» Data records
PR #5077, opened 2021-10-04
EVG-15428 Update SaveProjectSettingsForSection to handle admin list correctly

bynn:
[EVG-15428](https://jira.mongodb.org/browse/EVG-15428)

### Description 
the updateAdmin function now modifies the admins list 

### Testing 
unit test

### DIFF
--- a/model/project_ref.go
+++ b/model/project_ref.go
@@ -1892,19 +1892,23 @@ func (p *ProjectRef) UpdateAdminRoles(toAdd, toRemove []string) error {
 		adminUser, err := user.FindOneById(addedUser)
 		if err != nil {
 			catcher.Wrapf(err, "error finding user '%s'", addedUser)
+			p.removeFromAdmins(addedUser)
 			continue
 		}
 		if adminUser == nil {
 			catcher.Errorf("no user '%s' found", addedUser)
+			p.removeFromAdmins(addedUser)
 			continue
 		}
 		if err = adminUser.AddRole(role.ID); err != nil {
 			catcher.Wrapf(err, "error adding role %s to user %s", role.ID, addedUser)
+			p.removeFromAdmins(addedUser)
 			continue
 		}
 		if viewRole != "" {
 			if err = adminUser.AddRole(viewRole); err != nil {
 				catcher.Wrapf(err, "error adding role %s to user %s", viewRole, addedUser)
+				p.removeFromAdmins(addedUser)
 				continue
 			}
 		}
@@ -1934,6 +1938,14 @@ func (p *ProjectRef) UpdateAdminRoles(toAdd, toRemove []string) error {
 		return errors.Wrap(err, "error updating some admins")
 	}
 	return nil
+}
+
+func (p *ProjectRef) removeFromAdmins(user string) {
+	for i, name := range p.Admins {
+		if name == user {
+			p.Admins = append(p.Admins[:i], p.Admins[i+1:]...)
+		}
+	}
 }
 
 func (p *ProjectRef) AuthorizedForGitTag(ctx context.Context, githubUser string, token string) bool {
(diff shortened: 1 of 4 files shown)


model/project_ref.go
```diff
@@ -1892,19 +1892,23 @@ func (p *ProjectRef) UpdateAdminRoles(toAdd, toRemove []string) error {
...
 		}
 		if err = adminUser.AddRole(role.ID); err != nil {
 			catcher.Wrapf(err, "error adding role %s to user %s", role.ID, addedUser)
+			p.removeFromAdmins(addedUser)
 			continue
 		}
 		if viewRole != "" {
 			if err = adminUser.AddRole(viewRole); err != nil {
 				catcher.Wrapf(err, "error adding role %s to user %s", viewRole, addedUser)
+				p.removeFromAdmins(addedUser)
```
ablack12, line 1911: Hmm theoretically we shouldn't remove them here since they _did_ get the admin role successfully and that's the more important one.

model/repo_ref.go
```diff
@@ -275,6 +278,14 @@ func (r *RepoRef) UpdateAdminRoles(toAdd, toRemove []string) error {
 	return nil
 }
 
+func (r *RepoRef) removeFromAdmins(user string) {
```
ablack12, line 281: You shouldn't need this function; RepoRef inherits the methods from ProjectRef since it just wraps it (this might not be true since it's private but you could just make it public). I'd also say "removeFromAdminsList" to make it clear that this is only local.

model/project_ref.go
```diff
@@ -1936,6 +1940,14 @@ func (p *ProjectRef) UpdateAdminRoles(toAdd, toRemove []string) error {
 	return nil
 }
 
+func (p *ProjectRef) removeFromAdmins(user string) {
```
ablack12, line 1943: We also need to handle the case that removing an admin doesn't work (i.e. we need an "addToAdminsList")

rest/data/project_settings.go
```diff
@@ -91,8 +91,9 @@ func (sc *DBConnector) SaveProjectSettingsForSection(ctx context.Context, projec
 			// For repos, we need to use the repo ref functions, as they update different scopes/roles.
 			repoRef := &model.RepoRef{ProjectRef: *newProjectRef}
 			if err = repoRef.UpdateAdminRoles(adminsToAdd, adminsToDelete); err != nil {
-				return errors.Wrap(err, "error updating repo admin roles")
+				catcher.Wrap(err, "error updating repo admin roles")
 			}
+			newProjectRef.Admins = repoRef.Admins
```
ablack12, line 96: Now that we're potentially always updating, we should move modified = true above the if/else statement

rest/data/project_settings_test.go
```diff
@@ -84,6 +84,52 @@ func TestSaveProjectSettingsForSectionForRepo(t *testing.T) {
 			assert.NotNil(t, newAdminFromDB)
 			assert.Contains(t, newAdminFromDB.Roles(), model.GetRepoAdminRole(ref.Id))
 		},
+		"Access with error": func(t *testing.T, ref model.RepoRef) {
```
ablack12, line 87: This test doe a lot of things that aren't relevant to what you need I think. This seems to test if markiing something restricted works, and it _also_ adds an admin. We should check the adding an admin case, removing an admin case, and the failure case. Right now I'm only seeing the success case but I'm not sure what error you're expecting at 99 (same with below)

bynn: test made clearer

rest/data/project_settings.go
bynn: done

model/repo_ref.go
bynn: done

model/project_ref.go
bynn: no need for a function but added using append

ablack12 (approved):

PR #5078, opened 2021-10-05
EVG-15434 Check if dbUser is nil after converting

bynn:
[EVG-15434](https://jira.mongodb.org/browse/EVG-15434)

### Description 
added an internal error which i think is the most appropriate 

### Testing 
na

### DIFF
--- a/rest/route/user.go
+++ b/rest/route/user.go
@@ -159,6 +159,9 @@ func (h *userPermissionsPostHandler) Run(ctx context.Context) gimlet.Responder {
 	if !valid {
 		return gimlet.NewTextInternalErrorResponse("unexpected type of user found")
 	}
+	if dbuser == nil {
+		return gimlet.NewTextInternalErrorResponse("error converting gimlet user to DBUser")
+	}
 	if err = dbuser.AddRole(newRole.ID); err != nil {
 		return gimlet.NewTextInternalErrorResponse(err.Error())
 	}


malikchaya2 (approved):
This looks good to me, but let's also double check with Annie since she is the one that spotted this.

rest/route/user.go
```diff
@@ -159,6 +159,9 @@ func (h *userPermissionsPostHandler) Run(ctx context.Context) gimlet.Responder {
 	if !valid {
 		return gimlet.NewTextInternalErrorResponse("unexpected type of user found")
 	}
+	if dbuser == nil {
+		return gimlet.NewTextInternalErrorResponse("error converting gimlet user to DBUser")
```
ablack12, line 163: Can you change the error to match the one at 148 closer? Really it is the same error, it's just that interfaces can be not nil while the underlying structure _is_ actually nil (#justgothings) https://tour.golang.org/methods/12

rest/route/user.go
```diff
@@ -159,6 +159,12 @@ func (h *userPermissionsPostHandler) Run(ctx context.Context) gimlet.Responder {
 	if !valid {
 		return gimlet.NewTextInternalErrorResponse("unexpected type of user found")
 	}
+	if dbuser == nil {
+		return gimlet.MakeJSONErrorResponder(gimlet.ErrorResponse{
+			Message:    fmt.Sprintf("unable to convert gimlet user '%s' to DBUser", h.userID),
```
ablack12, line 164: I think the message itself is still incorrect though

ablack12: no worries!

PR #5080, opened 2021-10-05
EVG-15295 Update LoadProjectInto to handle includes with modules

bynn:
[EVG-15295](https://jira.mongodb.org/browse/EVG-15295)

### Description 
if modules not empty, it will call retrieveFileForModule 

### Testing
must specify path for cli command
image

defined post in ex.yml so it would error if properly loaded 
image

same error by pulling from github using patch
image

### DIFF
--- a/model/project_parser.go
+++ b/model/project_parser.go
@@ -589,6 +589,7 @@ func LoadProjectInto(ctx context.Context, data []byte, opts *GetProjectOpts, ide
 			}
 		}
 		var yaml []byte
+		opts.Identifier = identifier
 		if path.Module != "" {
 			opts.RemotePath = path.FileName
 			yaml, err = retrieveFileForModule(ctx, *opts, intermediateProject.Modules, path.Module)
@@ -633,6 +634,7 @@ type GetProjectOpts struct {
 	Revision     string
 	Token        string
 	ReadFileFrom string
+	Identifier   string
 }
 
 type PatchOpts struct {
@@ -681,11 +683,11 @@ func retrieveFile(ctx context.Context, opts GetProjectOpts) ([]byte, error) {
 		}
 		configFile, err := thirdparty.GetGithubFile(ctx, opts.Token, opts.Ref.Owner, opts.Ref.Repo, opts.RemotePath, opts.Revision)
 		if err != nil {
-			return nil, errors.Wrapf(err, "error fetching project file for '%s' at '%s'", opts.Ref.Id, opts.Revision)
+			return nil, errors.Wrapf(err, "error fetching project file for '%s' at '%s'", opts.Identifier, opts.Revision)
 		}
 		fileContents, err := base64.StdEncoding.DecodeString(*configFile.Content)
 		if err != nil {
-			return nil, errors.Wrapf(err, "unable to decode config file for '%s'", opts.Ref.Id)
+			return nil, errors.Wrapf(err, "unable to decode config file for '%s'", opts.Identifier)
 		}
 		return fileContents, nil
 	}
@@ -710,7 +712,6 @@ func retrieveFileForModule(ctx context.Context, opts GetProjectOpts, modules Mod
 	repoOwner, repoName := module.GetRepoOwnerAndName()
 	moduleOpts := GetProjectOpts{
 		Ref: &ProjectRef{
-			Id:    module.Name,
 			Owner: repoOwner,
 			Repo:  repoName,
 		},
@@ -718,6 +719,7 @@ func retrieveFileForModule(ctx context.Context, opts GetProjectOpts, modules Mod
 		Revision:     module.Branch,
 		Token:        opts.Token,
 		ReadFileFrom: ReadfromGithub,
+		Identifier:   moduleName,
 	}
 	return retrieveFile(ctx, moduleOpts)
 }
--- a/operations/validate.go
+++ b/operations/validate.go
@@ -28,7 +28,7 @@ func Validate() cli.Command {
 			Usage: "include long validation checks (only applies if the check is over some threshold, in which case a warning is issued)",
 		}, cli.StringSliceFlag{
 			Name:  joinFlagNames(localModulesFlagName, "lm"),
-			Usage: "specify a local modules as MODULE_NAME=PATH pairs",
+			Usage: "specify local modules as MODULE_NAME=PATH pairs",
 		}),
 		Before: mergeBeforeFuncs(setPlainLogger, requirePathFlag),
 		Action: func(c *cli.Context) error {


model/project.go
```diff
@@ -315,6 +315,16 @@ func (l *ModuleList) IsIdentical(m manifest.Manifest) bool {
 	return reflect.DeepEqual(manifestModules, projectModules)
 }
 
+func (l *ModuleList) GetModuleByName(find string) (*Module, error) {
```
ablack12, line 318: kind of a strange variable name since "find" is really a verb; maybe just "name"?

model/project.go
```diff
@@ -315,6 +315,16 @@ func (l *ModuleList) IsIdentical(m manifest.Manifest) bool {
...
+	for _, module := range *l {
+		if module.Name == find {
+			return &module, nil
+		}
+	}
+
+	return nil, errors.New("No such module on this project.")
```
ablack12, line 325: This error message would be more helpful with the actual name: "module '<module_name>' doesn't exist"

model/project_parser.go
```diff
@@ -581,15 +581,20 @@ func LoadProjectInto(ctx context.Context, data []byte, opts *GetProjectOpts, ide
...
-			if opts.PatchOpts.patch != nil && opts.PatchOpts.patch.ConfigChanged(path.FileName) {
-				opts.ReadFileFrom = ReadFromPatchDiff
-			} else {
-				opts.ReadFileFrom = ReadFromPatch
+		var yaml []byte
+		if path.Module != "" {
+			yaml, err = retrieveFileForModule(ctx, *opts, intermediateProject.Modules, path.Module)
+		} else {
+			// read from the patch diff if a change has been made in any of the include files
+			if opts.ReadFileFrom == ReadFromPatch || opts.ReadFileFrom == ReadFromPatchDiff {
```
ablack12, line 589: I think this should still be done outside of the if/else, bc retrieveFileForModule will also eventually need to consider the differences here)

model/project_parser.go
```diff
@@ -685,6 +690,34 @@ func retrieveFile(ctx context.Context, opts GetProjectOpts) ([]byte, error) {
...
+		}
+		ghToken, err := conf.GetGithubOauthToken()
+		if err != nil {
+			return nil, errors.Wrap(err, "can't get Github OAuth token from configuration")
+		}
+		opts.Token = ghToken
+	}
+	configFile, err := thirdparty.GetGithubFile(ctx, opts.Token, repoOwner, repoName, opts.RemotePath, module.Branch)
+	if err != nil {
+		return nil, errors.Wrapf(err, "error fetching project file for '%s' at '%s'", opts.Ref.Id, opts.Revision)
```
ablack12, line 712: this should be different for the module

model/project_parser.go
```diff
@@ -685,6 +690,34 @@ func retrieveFile(ctx context.Context, opts GetProjectOpts) ([]byte, error) {
 	}
 }
 
+func retrieveFileForModule(ctx context.Context, opts GetProjectOpts, modules ModuleList, moduleName string) ([]byte, error) {
```
ablack12, line 693: Right now this does have a lot of copied code from retrieveFile, which I don't think is necessary. If we change GetProjectOpts to accept Owner and Repo strings (instead of Ref) then `retrieveFileForModule` can just set owner/repo and use retrieveFile, which would save you from repeating 699 - 719

bynn: everything uses retrieveFile

model/project_parser.go
bynn: done

model/project_parser.go
bynn: it should print module name and branch now

model/project.go
```diff
@@ -315,6 +315,16 @@ func (l *ModuleList) IsIdentical(m manifest.Manifest) bool {
...
 }
 
+func GetModuleByName(moduleList ModuleList, moduleName string) (*Module, error) {
+	for _, module := range moduleList {
+		if module.Name == moduleName {
+			return &module, nil
+		}
+	}
+
+	return nil, errors.Errorf("Module '%s' doesn't exist.", moduleName)
```
ablack12, line 325: remove period

model/project_parser.go
```diff
@@ -589,7 +588,28 @@ func LoadProjectInto(ctx context.Context, data []byte, opts *GetProjectOpts, ide
 				opts.ReadFileFrom = ReadFromPatch
 			}
 		}
-		yaml, err := retrieveFile(ctx, *opts)
+		var yaml []byte
+		if path.Module != "" {
+			module, err := GetModuleByName(intermediateProject.Modules, path.Module)
```
ablack12, line 593: you can still have a retrieveFileForModule that itself calls retrieveFile so that you can move this stuff out and make the function more readable.

model/project_parser.go
```diff
@@ -589,7 +588,28 @@ func LoadProjectInto(ctx context.Context, data []byte, opts *GetProjectOpts, ide
...
+			moduleOpts := GetProjectOpts{
+				Ref: &ProjectRef{
+					Id:    module.Name,
+					Owner: repoOwner,
+					Repo:  repoName,
+				},
+				RemotePath:   path.FileName,
+				Revision:     module.Branch,
+				Token:        opts.Token,
+				ReadFileFrom: ReadfromGithub,
```
ablack12, line 607: We will eventually need to figure out how to handle the other cases but for now we can do just this one.

ablack12 (changes requested):
lmk if you need help testing this

model/project_parser.go
bynn: checks for local modules first

model/project_parser.go
```diff
@@ -643,6 +627,7 @@ const (
 type GetProjectOpts struct {
 	Ref          *ProjectRef
 	PatchOpts    *PatchOpts
+	LocalModules *map[string]string
```
ablack12, line 630: We don't typically make maps pointers (not really a reason to)

model/project_parser.go
```diff
@@ -705,6 +690,37 @@ func retrieveFile(ctx context.Context, opts GetProjectOpts) ([]byte, error) {
 	}
 }
 
+func retrieveFileForModule(ctx context.Context, opts GetProjectOpts, modules ModuleList, moduleName, path string) ([]byte, error) {
+	// Look through any given local modules first
+	if opts.LocalModules != nil {
+		if val, ok := (*opts.LocalModules)[moduleName]; ok {
+			moduleOpts := GetProjectOpts{
+				RemotePath:   fmt.Sprintf("%s/%s", val, path),
```
ablack12, line 698: val here actually is the path to module, right?

operations/validate.go
```diff
@@ -14,6 +15,10 @@ import (
 	yaml "gopkg.in/yaml.v2"
 )
 
+const (
+	localModuleFlagName = "module"
```
ablack12, line 19: Can you define this in the same place as longFlagName?

operations/validate.go
```diff
@@ -60,17 +73,29 @@ func Validate() cli.Command {
...
+			return validateFile(path, ac, quiet, long, localModuleMap)
 		},
 	}
 }
+func getLocalModulesFromInput(localModulePaths []string) (*map[string]string, error) {
+	moduleMap := make(map[string]string)
+	catcher := grip.NewBasicCatcher()
+	for _, module := range localModulePaths {
+		pair := strings.Split(module, "=")
+		if len(pair) < 2 {
```
ablack12, line 90: really it's if it != 2 exactly

operations/validate.go
```diff
@@ -60,17 +73,29 @@ func Validate() cli.Command {
...
+			catcher.Add(errors.Errorf("problem parsing local module '%s'", module))
```
ablack12, line 91: catcher.Errorf (and maybe explicitly say why it's an invalid format)

ablack12 (commented):
This is looking good! Let me know if you want to discuss testing.

model/project_parser.go
bynn: i thought it would be easier and faster to check this instead of an empty map

model/project_parser.go
bynn: yes, name clarification

operations/validate.go
bynn: done

operations/validate.go
bynn: done

operations/validate.go
bynn: done

model/project_parser.go
ablack12: This doesn't look updated

operations/validate.go
```diff
@@ -25,13 +26,21 @@ func Validate() cli.Command {
 		}, cli.BoolFlag{
 			Name:  joinFlagNames(longFlagName, "l"),
 			Usage: "include long validation checks (only applies if the check is over some threshold, in which case a warning is issued)",
+		}, cli.StringSliceFlag{
+			Name:  joinFlagNames(localModulesFlagName, "lm"),
+			Usage: "specify a local module as a MODULE_NAME=PATH pair",
```
ablack12, line 31: since this takes in a list, should use plurals ("modules", "pairs")

operations/validate.go
```diff
@@ -60,17 +69,29 @@ func Validate() cli.Command {
...
 		},
 	}
 }
+func getLocalModulesFromInput(localModulePaths []string) (*map[string]string, error) {
+	moduleMap := make(map[string]string)
+	catcher := grip.NewBasicCatcher()
+	for _, module := range localModulePaths {
+		pair := strings.Split(module, "=")
+		if len(pair) != 2 {
+			catcher.Errorf("expected only 1 '=' sign while parsing local module '%s'", module)
```
ablack12, line 87: nit: should type out one

operations/validate.go
```diff
@@ -60,17 +69,29 @@ func Validate() cli.Command {
...
 }
+func getLocalModulesFromInput(localModulePaths []string) (map[string]string, error) {
+	moduleMap := make(map[string]string)
+	catcher := grip.NewBasicCatcher()
+	for _, module := range localModulePaths {
+		pair := strings.Split(module, "=")
+		if len(pair) != 2 {
+			catcher.Errorf("expected only one '=' sign while parsing local module '%s'", module)
+		}
+		moduleMap[pair[0]] = pair[1]
```
ablack12, line 89: should do this in an else if so we don't panic

model/project_parser.go
```diff
@@ -589,7 +588,12 @@ func LoadProjectInto(ctx context.Context, data []byte, opts *GetProjectOpts, ide
...
 		}
-		yaml, err := retrieveFile(ctx, *opts)
+		var yaml []byte
+		if path.Module != "" {
+			yaml, err = retrieveFileForModule(ctx, *opts, intermediateProject.Modules, path.Module, path.FileName)
+		} else {
+			yaml, err = retrieveFile(ctx, *opts)
+		}
 		if err != nil {
 			return intermediateProject, errors.Wrapf(err, LoadProjectError)
```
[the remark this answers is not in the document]
bynn: does not wraf LoadProjectError anymore 
i hope this doesnt cause any confusions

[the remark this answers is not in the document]
ablack12: could do `errors.Wrapf(err, "%s: failed to retrieve file '%s'", LoadProjectError, path.FileName)`

model/project_parser.go
```diff
@@ -685,6 +691,37 @@ func retrieveFile(ctx context.Context, opts GetProjectOpts) ([]byte, error) {
...
+	}
+	// Retrieve from github
+	module, err := GetModuleByName(modules, moduleName)
+	if err != nil {
+		return nil, errors.Wrapf(err, "can't get module for module name '%s'", moduleName)
+	}
+	repoOwner, repoName := module.GetRepoOwnerAndName()
+	moduleOpts := GetProjectOpts{
+		Ref: &ProjectRef{
+			Id:    module.Name,
```
ablack12, line 713: This isn't the ID actually, but do we use this? I think we can just remove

» TASK DIRECTIONS
Which lines of the data contain the string "fileContents"? Copy each of them.

» WRITTEN RESPONSE
 		fileContents, err := base64.StdEncoding.DecodeString(*configFile.Content)
 		return fileContents, nil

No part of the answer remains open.